In 2023, the gender pay gap still costs women about $90,000 in lifetime earnings. That’s because for every dollar that men earn, women make only $0.83, according to Payscale’s latest 2023 Gender Pay Gap Report.

But what are the causes behind that pay gap? Researchers at the U.S. Census Bureau and the Department of Labor’s Women’s Bureau set out to determine what variables contribute most to the gender wage gap, but it turns out that about 70% of it is immeasurable—even in this day and age.

There’s a really big portion of the variation in wages that we can’t attribute to measurable contributing factors. “It is kind of hard to say exactly what’s happening in that 70%,” Sarah Jane Glynn, senior adviser at the Department of Labor’s Women’s Bureau, tells Fortune. “I think there is pretty broad consensus among researchers and economists that at least a portion of that is discrimination. But because we can’t pinpoint it precisely in these kinds of statistical models, it’s sort of an open question.”

Many of the factors you would expect to contribute to the gender wage gap—such as the number of hours worked, education, type of job, and industry worked in—do have a measurable impact on wages. “Those are all controlled for and we have variables to measure the impact of those differences in the econometric model,” Glynn says, adding that there are data limitations. “That 70%, we can't say for sure, yes, 70% is discrimination. But we know that's a big piece of what's lurking underneath that.”

Yet even within the measurable impacts, there are surprising aspects. You would think education, for example, would be a huge leveler of pay for men and women. But Glynn points out that women have been out-educating men for quite a while now—women have been the majority of college graduates each year since the 1980s. And yet the U.S. has yet to close the gender wage gap. 

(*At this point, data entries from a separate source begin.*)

PR #2506, opened 2022-06-24
Hybrid Demucs model implementation

skim0514:
Draft PR with initial model implementation with minor changes from previous implementation


torchaudio/prototype/models/hdemucs.py
```diff
@@ -0,0 +1,939 @@
...
+        r"""Encoder layer. This used both by the time and the frequency branch.
+        Args:
+            chin (int): number of input channels.
+            chout (int): number of output channels.
+            kernel_size (int): Kernel size for encoder (Default: 8)
+            stride (int): Stride for encoder layer (Default: 4)
+            norm_groups (int): number of groups for group norm. (Default: 11)
+            empty: used to make a layer with just the first conv. this is used
+                before merging the time and freq. branches. (Default: ``False``)
+            freq (bool): boolean for whether conv layer is for frequency (Default: ``True``)
```
nateanl, line 76: can we make this argument to something like "encoder_type"? and make the default value to "frequency".

torchaudio/prototype/models/hdemucs.py
```diff
@@ -0,0 +1,939 @@
...
+            norm (bool): use GroupNorm. (Default: ``True``)
```
nateanl, line 77: same here, we can change it to "norm_type", the options can be `["none", "group_norm"]`.

torchaudio/prototype/models/hdemucs.py
```diff
@@ -0,0 +1,939 @@
...
+    or complex as channels (CaC) [Choi et al. 2020]. Wiener filtering is based on
+    Open Unmix implementation [Stoter et al. 2019].
+    The loss is always on the temporal domain, by backpropagating through the above
+    output methods and iSTFT. This allows to define hybrid models nicely. However, this breaks
+    a bit Wiener filtering, as doing more iteration at test time will change the spectrogram
+    contribution, without changing the one from the waveform, which will lead to worse performance.
+    I tried using the residual option in OpenUnmix Wiener implementation, but it didn't improve.
+    CaC on the other hand provides similar performance for hybrid, and works naturally with
+    hybrid models.
+    This model also uses frequency embeddings are used to improve efficiency on convolutions
```
nateanl, line 281:
```suggestion
    Frequency embeddings are used to improve efficiency on convolutions
```

torchaudio/prototype/models/hdemucs.py
```diff
@@ -0,0 +1,939 @@
...
+    over the freq. axis, following [Isik et al. 2020] (https://arxiv.org/pdf/2008.04470.pdf).
+    Unlike classic Demucs, there is no resampling here, and normalization is always applied.
+    """
+
+    def __init__(
+        self,
+        sources: List[str],
+        # Channels
```
nateanl, line 289:
```suggestion
```

torchaudio/prototype/models/hdemucs.py
```diff
@@ -0,0 +1,939 @@
...
+        norm_starts: int = 4,
+        norm_groups: int = 4,
+        # DConv residual branch
+        dconv_depth: int = 2,
+        dconv_comp: int = 4,
+        dconv_attn: int = 4,
+        dconv_lstm: int = 4,
+        dconv_init: float = 1e-4,
+        # Metadata
+        samplerate: int = 44100,
```
nateanl, line 316:
```suggestion
        sample_rate: int = 44100,
```

torchaudio/prototype/models/hdemucs.py
```diff
@@ -0,0 +1,939 @@
...
+        segment: int = 4 * 10,
+    ):
+        r"""
+        Args:
```
nateanl, line 320: put the docstring above the initialization method can make it visible in the documentation website, but I'm not sure. Could you add the model to `docs/source/models.rst` to see whether the docstring is visible?

torchaudio/prototype/models/hdemucs.py
```diff
@@ -0,0 +1,939 @@
...
+        # self.depth = depth
+        self.channels = channels
+        self.samplerate = samplerate
+        self.segment = segment
+
+        self.hop_length = self.nfft // 4
+        self.freq_emb = None
+
+        self.encoder = nn.ModuleList()
+        self.decoder = nn.ModuleList()
```
nateanl, line 374: I feel like renaming them to `frequency_encoder`, `frequency_decoder` could be more intuitive. what do you think?

torchaudio/prototype/models/hdemucs.py
```diff
@@ -0,0 +1,939 @@
...
+
+        self.tencoder = nn.ModuleList()
+        self.tdecoder = nn.ModuleList()
+
+        chin = audio_channels
+        chin_z = chin * 2  # number of channels for the freq branch
+        chout = channels_time or channels
```
nateanl, line 381: This is a little confusing. Which argument should user choose for `chout`?

torchaudio/prototype/models/hdemucs.py
```diff
@@ -0,0 +1,939 @@
...
+        conv.bias.data /= scale
+
+
+def rescale_module(module):
+    for sub in module.modules():
+        if isinstance(sub, (nn.Conv1d, nn.ConvTranspose1d, nn.Conv2d, nn.ConvTranspose2d)):
+            rescale_conv(sub)
+
+
+def spectro(x: torch.Tensor, n_fft: int = 512, hop_length: int = 0, pad: int = 0) -> torch.Tensor:
```
nateanl, line 899: The `spectro` method can be replaced by `torchaudio.functional.spectrogram`.

torchaudio/prototype/models/hdemucs.py
```diff
@@ -0,0 +1,939 @@
...
+def rescale_conv(conv):
+    """Rescale initial weight scale. It is unclear why it helps but it certainly does."""
+    std = conv.weight.std().detach()
+    scale = (std / 0.1) ** 0.5
+    conv.weight.data /= scale
+    if conv.bias is not None:
+        conv.bias.data /= scale
+
+
+def rescale_module(module):
```
nateanl, line 893: can you add docstring to this method?

test/torchaudio_unittest/prototype/hdemucs_test_impl.py
```diff
@@ -0,0 +1,108 @@
...
+        out = model(x)
+
+        assert out.size() == (1, chout, 512, 739)
+
+
+class HDemucsDecoderTests(TorchscriptConsistencyMixin):
+    def test_hdemucs_decoder_torchscript_consistency(self):
+        r"""Validate the torchscript consistency of a Encoder."""
+        chin, chout = 48, 96
+        model = HEncLayer(chin, chout).to(self.device).eval()
```
carolineechen, line 60: Should this be HDecLayer?

carolineechen (commented):
overall code structure looks pretty good, will take a closer look at the model details later. some high level comments:
- docstring improvements
    - as Zhaoheng mentioned, moving out `__init__` params to above the function instead of under. you should add models.rst and be able to run `make html` or use CircleCI build_docs job to visualize the rendered output
    - for parameters with a default value, they should be annotated like `(bool, optional)` instead of just `(bool)`
- testing: rather than create a new test class for each major model component, you can put them together under larger test class (torchscript tests could be under the same class or a separate class, but it is likely we won't address torchscript in this PR). torch64 tests can be removed as well, as it is not supported in original hdemucs
- add underscore in front of helper functions or classes that aren't exposed to the user (basically everything except the main `HDemucs` class)
- bundling/options: if implementing the bundling here, could be good to add a brief comment/description on it (reason, how it works, corresponding values, or whatever you think relevant for the user to know that might not be obvious)
- would be nice to include more impl/feature details in the PR summary (ex/ removed xxxx parameters, improved docstring and param types, added xxx tests, ...), and maybe also a brief follow ups section (add pretrained factory functions, etc)

torchaudio/prototype/models/hdemucs.py
skim0514: resolved upon convo

nateanl: after offline discussion with @skim0514, we should keep the `freq` argument as it is. changing the argument will make it more challenging when importing the pre-trained weight from demucs repo.

torchaudio/prototype/models/hdemucs.py
```diff
@@ -0,0 +1,938 @@
...
+        if not self.last:
+            z = F.gelu(z)
+
+        return z, y
+
+
+class HDemucs(torch.nn.Module):
+    r"""
+    Hybrid Demucs model from *Hybrid Spectrogram and Waveform Source Separation* [:footcite:`defossez2021hybrid`].
+    The hybrid model has the same structure as Demucs, except having a frequency and time axis.
```
carolineechen, line 295: You can remove the explanation of the model (and extra footcite), keeping just the first line here is fine.

torchaudio/prototype/models/hdemucs.py
```diff
@@ -0,0 +1,938 @@
...
+    The opposite happens in the decoder. Models can either use naive iSTFT from masking,
+    The loss is always on the temporal domain, by backpropagating through the above
+    output methods and iSTFT. This allows to define hybrid models nicely.
+    Frequency embeddings are used to improve efficiency on convolutions
+    over the freq. axis, following [:footcite:`isik2020poconet`].
+    Unlike classic Demucs, there is no resampling here, and normalization is always applied.
+
+
+    Args:
+        sources (list[str]): list of source names.
```
carolineechen, line 307:
```suggestion
        sources (List[str]): list of source names.
```

torchaudio/prototype/models/hdemucs.py
```diff
@@ -0,0 +1,938 @@
...
+    ):
+        super().__init__()
+        self.depth = depth
+        self.nfft = nfft
+        self.audio_channels = audio_channels
+        self.sources = sources
+        self.kernel_size = kernel_size
+        self.context = context
+        self.stride = stride
+        # self.depth = depth
```
carolineechen, line 370:
```suggestion
```

test/torchaudio_unittest/prototype/hdemucs_test_impl.py
```diff
@@ -0,0 +1,105 @@
...
+    (["bass", "vocals"],),
+    (["vocals"],),
+]
+
+
+def _get_hdemucs_model(sources):
+    return HDemucs(sources)
+
+
+class TorchscriptConsistencyMixin(TestBaseMixin):
```
carolineechen, line 18: let's remove the torchscript tests for this PR. we can follow up on torchscriptability in the future

torchaudio/prototype/models/hdemucs.py
```diff
@@ -0,0 +1,938 @@
...
+
+        Args:
+            x (torch.Tensor): tensor input of shape (1, chin, frequency_bins, num_frames/1024) for frequency and shape
+                (1, chin, num_frames/chin) for time
+            inject (torch.Tensor, optional): on last layer, combine frequency and time branches through inject param,
+                same shape as x (default: ``None``)
+
+        Returns:
+            Tensor
+                output tensor after encoder layer of shape (1, chout, frequency_bins, num_frames/1024) for frequency
```
carolineechen, line 152: can you wrap the tensor shapes in docstrings with `` backticks?

```suggestion
                output tensor after encoder layer of shape `(1, chout, frequency_bins, num_frames/1024)` for frequency
```

carolineechen (commented):
a few comments, and let's try to get the circle ci tests passing

torchaudio/prototype/models/hdemucs.py
skim0514: Leaving as is upon offline discussion, possible future adjustments to spectrogram normalization will be needed.

torchaudio/prototype/models/hdemucs.py
```diff
@@ -0,0 +1,924 @@
...
+        scale (float, optional): amount to scale (Default: 10.0)
+        smooth (bool, optional): choose to apply smoothing (Default: ``False``)
+    """
+
+    def __init__(self, num_embeddings: int, embedding_dim: int, scale: float = 10.0, smooth: bool = False):
+        super().__init__()
+        self.embedding = nn.Embedding(num_embeddings, embedding_dim)
+        if smooth:
+            weight = torch.cumsum(self.embedding.weight.data, dim=0)
+            # when summing gaussian, overscale raises as sqrt(n), so we nornalize by that.
```
adefossez, line 50: nit: typo in the original code: overscale -> scale

torchaudio/prototype/models/hdemucs.py
```diff
@@ -0,0 +1,924 @@
...
+from torch.nn import functional as F
+
+
+class _ScaledEmbedding(torch.nn.Module):
+    r"""Make continuous embeddings and boost learning rate
+
+    Args:
+        num_embeddings (int): number of embeddings
+        embedding_dim (int): embedding dimensions
+        scale (float, optional): amount to scale (Default: 10.0)
```
adefossez, line 41: nit: scale: amount to scale the learning rate by (actual embedding scale is not changed).

torchaudio/prototype/models/hdemucs.py
```diff
@@ -0,0 +1,924 @@
...
+
+class _HEncLayer(torch.nn.Module):
+
+    r"""Encoder layer. This used both by the time and the frequency branch.
+    Args:
+        chin (int): number of input channels.
+        chout (int): number of output channels.
+        kernel_size (int, optional): Kernel size for encoder (Default: 8)
+        stride (int, optional): Stride for encoder layer (Default: 4)
+        norm_groups (int, optional): number of groups for group norm. (Default: 11)
```
adefossez, line 81: Should  be 1. Although in HDemucs we set the default to 4, so maybe we should use this here too.

torchaudio/prototype/models/hdemucs.py
```diff
@@ -0,0 +1,924 @@
...
+        empty (bool, optional): used to make a layer with just the first conv. this is used
+            before merging the time and freq. branches. (Default: ``False``)
+        freq (bool, optional): boolean for whether conv layer is for frequency (Default: ``True``)
```
adefossez, line 84: nit: "is along the frequency axis", or "is for the frequency domain".

torchaudio/prototype/models/hdemucs.py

Women basically need a higher degree to get paid the same as their less-educated male counterparts, research shows. It's almost exactly at parity—a woman with a high school diploma, for example, earns almost exactly as much as a man who never even graduated from high school. A woman with a Ph.D. earns pretty much exactly as much as a man with a master's. “It really is sort of that one-to-one step," Glynn says. 

The difference in the types of jobs men and women work also plays a major role. “It's the fact that women are shut out of some of the highest-paying jobs,” Glynn says. “The highest-paying jobs tend to be strongly coded as jobs for men. And feminized labor, the care economy labor, is undervalued and underpaid,” Glynn says, adding that it has a significant impact on women’s ability to work and to advance in their career. 

Salary history, on the other hand, does measurably widen the pay disparity between men and women, as do industry and occupation, Women's Bureau director Wendy Chun-Hoon tells Fortune. “That reliance on past salary just locks in that inequity, locks in that former discrimination,” she says.  

The research is clear on one thing: There will need to be changes on multiple fronts to diminish the gender wage gap—and that will likely take changes at the policy, employer, and worker levels.